I think as moms we often live in the zone of “tomorrow”. There is just so much to do today and we are getting tired. Tomorrow is always there, promising more time and new energy. Like Annie, it seems we bank our hopes that the “sun will come out tomorrow”.
The bad news is that tomorrow just keeps hopping ahead one more day, and some very important things keep getting scheduled for “tomorrow”.
Louisa had asked for cooking lessons for several YEARS! (Gosh, it hurt me to write that! Could I really have put her off for years?!)
I had some grandiose ideas:
- recipe cards in a cute flip-top recipe box
- little 3-ring-binder that we add one recipe at a time as she learned to cook
- vocabulary terms
- discussion of cooking utensils and equipment
- healthy sweet recipes that we invented together
- a syllabus and a plan with weekly hour lessons where we focus on quick breads, then soups, salads, breakfast foods, etc.
- fun, hands-on nutrition lessons
- a cooking class with friends
. . . ah, need I go on?
Dreaming, dreaming!
Better to do a little than nothing at all. If we wait to pull things together and do them up right, then very often NOTHING happens. It is scheduled for that ever-fleeting “tomorrow”.
So, one day when she was 10, I called Louisa in from play and said, “I want you to follow the recipe and make Cabbage Banana salad for dinner. I’ll help you if you need me to.” Nothing grandiose. No organization or cute recipe cards needed.
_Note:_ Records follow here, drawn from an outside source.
PR #661, opened 2026-08-24
fix: ValueError "Token was created in a different context"

aticie:
Fixes an issue that happens with `OpenTelemetryMiddleware` when a message is requeued with `Context.requeue()`. 

`Context.requeue()` uses `self.broker.kick` to kick a message to the broker which skips the Middleware `pre-send` and `post-send` invocations that kicker does here: https://github.com/taskiq-python/taskiq/blob/ced1909574128687c6dd0d09976c6eb0131ab085/taskiq/kicker.py#L160-L162
 https://github.com/taskiq-python/taskiq/blob/ced1909574128687c6dd0d09976c6eb0131ab085/taskiq/kicker.py#L168-L170

Messages that are requeued with the same context variables will raise an error on `post_save`'s `.detach()` because they are now running in a different async context. 

The message's lifecycle on OpenTelemetryMiddleware will be:

- `pre_send` -> `message.labels` are injected with context here
- `post_send`
- `pre_execute` -> `message.labels` are extracted here and re-used
- `post_execute`
- `requeue()` happens -> skipping `pre_send` and `post_send`, therefore not renewing the context.
- `pre_execute` -> context inferred from `message.labels` again
- `post_execute`
- `post_save` -> Detaching the stale context here. Raises `ValueError: Token was created in a different context`

This change gets rid of `post_save` on OpenTelemetryMiddleware to detach the context on `post_execute` instead. Since, we are not actually doing anything database save related on the current `post_save` method, it seems fair to move everything under `post_execute` as this is where the task execution actually ends.

### DIFF
--- a/taskiq/middlewares/opentelemetry_middleware.py
+++ b/taskiq/middlewares/opentelemetry_middleware.py
@@ -312,40 +312,6 @@ class OpenTelemetryMiddleware(TaskiqMiddleware):
         )
         return message
 
-    def post_save(  # pylint: disable=R6301
-        self,
-        message: TaskiqMessage,
-        result: TaskiqResult[T],
-    ) -> None:
-        """
-        This function closes span from `pre_execute`.
-
-        :param message: received message.
-        :param result: result of the execution.
-        """
-        logger.debug("post_execute task_id=%s", message.task_id)
-
-        # retrieve and finish the Span
-        ctx = retrieve_context(message)
-
-        if ctx is None:
-            logger.warning("no existing span found for task_id=%s", message.task_id)
-            return
-
-        span, activation, token = ctx
-
-        if span.is_recording():
-            span.set_attribute(_TASK_TAG_KEY, _TASK_EXECUTE)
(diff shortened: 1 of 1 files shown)


danfimov:
@soapun Can you help me with review here? I remeber that you built opentelemetry integration. Maybe you have an opinion on this change. Thank you)

s3rius (approved):
This fix for the situation is actually correct. 

The only 1 concern I have is that we will skip recording save events. In context of the system it might be okay.

s3rius:
@aticie, but can you please run `prek` locally and fix issues? I rebased your PR onto new changes.

soapun:
> This fix for the situation is actually correct.
> 
> The only 1 concern I have is that we will skip recording save events. In context of the system it might be okay.

Agree on the concern. 

I think requeued task's span must be in the same trace as the original task span or even its child. Not sure if this is current behaviour. I guess it would be nice to be able to trigger `OpenTelemetryMiddleware` on `requeue`.

PR #667, opened 2026-08-30
fix: align positional argument parsing with parameter positions

### LINKED ISSUE #666: Worker misparses positional arguments when a preceding parameter lacks a type annotation
### Taskiq version

Taskiq version `0.12.6 (master)`

### Python version

Python 3.12

### OS

Linux

### What happened?

`parse_params` in `taskiq/receiver/params_parser.py` maps positional arguments to annotations with a counter (`argnum`) that only increments for annotated parameters. Unannotated parameters are skipped with `continue` before `argnum += 1`, but `get_type_hints()` omits them too, so they still occupy a slot in `message.args`. When any positional parameter has no annotation, every argument after it is parsed against the wrong annotation.

Example:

Just spur-of-the-moment, practical stuff.
She didn’t feel confident but the salad got done and a little bonus is that the other family members gave her some kudos for it. And another bonus is that I got a direly needed reminder to myself that it doesn’t have to be done exactly right as long as it is generally edible. She felt good about her effort! Next day I had her make Broccoli Tree Salad. And the following, it was Spinach Salad. Eventually I assigned her a weekly “dinner night” in which she planned the entire meal and had it ready on time.
These were not the cooking lessons I dreamed of giving her. . . boo hoo! But my spur-of-the-moment hands-on lesson was realistic, I could manage it right then. Little by little, day by day, she learned and made the metamorphosis into the capable cook she is today!
Don’t wait for that elusive tomorrow. Let the sun come out . . . today!